## Prompt
The data needs to be returned in full, exactly as it reads.

## Collected data
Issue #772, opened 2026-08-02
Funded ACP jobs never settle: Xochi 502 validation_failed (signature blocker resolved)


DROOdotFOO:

## Answer section
Issue #772, opened 2026-08-02
Funded ACP jobs never settle: Xochi 502 validation_failed (signature blocker resolved)


DROOdotFOO:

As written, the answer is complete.